The Green Grid – new management and shifting direction

Green Grid The Green Grid is a group of IT companies and professionals looking to improve energy efficiency in data centres. The organisation’s aim is to bring together efforts to standardise on a set of metrics, processes and technologies – the widely used Power Usage Effectiveness (PUE) measure for data centres comes from The Green Grid. The nearly 200 members include most major IT companies.

The organisation made a couple of significant announcements last week. Executive Director Larry Vertal, one of the founders, has stepped down. He will be replaced by Mark Monroe, also a founding director and with 30 years of experience in the IT industry including direct experience in data centre design and operations.

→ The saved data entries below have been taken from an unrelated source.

PR #2754, opened 2024-07-30
Fix OIDC Test

westin-m:
Change the URL in the config manager test to prevent an html response from coming back, which causes the test to fail

### DIFF
--- a/test/Microsoft.IdentityModel.Protocols.OpenIdConnect.Tests/ConfigurationManagerTests.cs
+++ b/test/Microsoft.IdentityModel.Protocols.OpenIdConnect.Tests/ConfigurationManagerTests.cs
@@ -327,7 +327,7 @@ namespace Microsoft.IdentityModel.Protocols.OpenIdConnect.Tests
             }
 
             // get configuration from https address, should throw
-            configManager = new ConfigurationManager<OpenIdConnectConfiguration>("https://someaddress.com", new OpenIdConnectConfigurationRetriever());
+            configManager = new ConfigurationManager<OpenIdConnectConfiguration>("https://someadress.com", new OpenIdConnectConfigurationRetriever());
             ee = new ExpectedException(typeof(InvalidOperationException), "IDX20803:", typeof(IOException));
             try
             {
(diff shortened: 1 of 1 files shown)


jennyf19 (approved):

JoshLozensky:
Is sending traffic to a random uri potentially insecure? Rather than misspelling it could we use something msft owns consistent with other tests in the repo like contoso.com? If that runs into similar issues, why can't we handle the "<" character?

test/Microsoft.IdentityModel.Protocols.OpenIdConnect.Tests/ConfigurationManagerTests.cs
```diff
@@ -327,7 +327,7 @@ public void GetConfiguration()
             }
 
             // get configuration from https address, should throw
-            configManager = new ConfigurationManager<OpenIdConnectConfiguration>("https://someaddress.com", new OpenIdConnectConfigurationRetriever());
+            configManager = new ConfigurationManager<OpenIdConnectConfiguration>("https://someadress.com", new OpenIdConnectConfigurationRetriever());
```
jennyf19:
```suggestion
            configManager = new ConfigurationManager<OpenIdConnectConfiguration>("http://127.0.0.1", new OpenIdConnectConfigurationRetriever());
```

jennyf19: matches this [PR](https://github.com/AzureAD/azure-activedirectory-identitymodel-extensions-for-dotnet/commit/ec39ddb318b045ea1b0a2bd993356c6726e5a3bd) and resolves Josh's comment too.

westin-m: I'll push something that applies this to both parts of the test that refer to someaddress.com

westin-m:
> Is sending traffic to a random uri potentially insecure? Rather than misspelling it could we use something msft owns consistent with other tests in the repo like contoso.com?

We'll use the localhost address instead.
> If that runs into similar issues, why can't we handle the "<" character?

We're only deserializing JSON, not HMTL.

JoshLozensky (approved):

Mark worked for Sun Microsystems for 16 years, with responsibility for internal, customer, and industry thought leadership on sustainability and energy efficiency topics.

The organisation also announced that it is expanding its focus to ‘address the sustainability and resource efficiency of information technology’. The broader sustainability focus will be a main topic of discussion at The Green Grid’s forthcoming Technical Forum and Members Meeting on March 1-2 in Santa Clara, CA. The event’s theme, “Get Connected: Efficient IT for Business Advantage,” aims to emphasise the importance of data centres as key business differentiators. Sessions are aimed at explaining how tools from The Green Grid can help chart a path to more energy efficient, sustainable, and cost-effective data centre facilities.


The change in direction is not unexpected, in fact I’m not sure if there’s anything new here, given that the organisation has already announced new metrics such as the Carbon Usage Effectiveness (CUE) and Water Usage Effectiveness (WUE). Maybe there will be more details at the March meeting.

Certainly, considering broader sustainability issues around data centres must be a good thing – it’s an essential part of enterprise-wide sustainability. My reservation, which I’ve expressed a number of times in the past, is the potential overlap with other green ICT organisations. The Green Grid has carved itself a leading position in data centre energy efficiency. The danger is that the broader scope will create overlaps with other organisations, such as the Climate Savers Computing Initiative (CSCI), Global e-Sustainability Initiative (GeSI) or even the Open Data Centre Alliance, which I mentioned yesterday.

Too many cooks can muddy the waters and dilute the message (if you see what I mean!).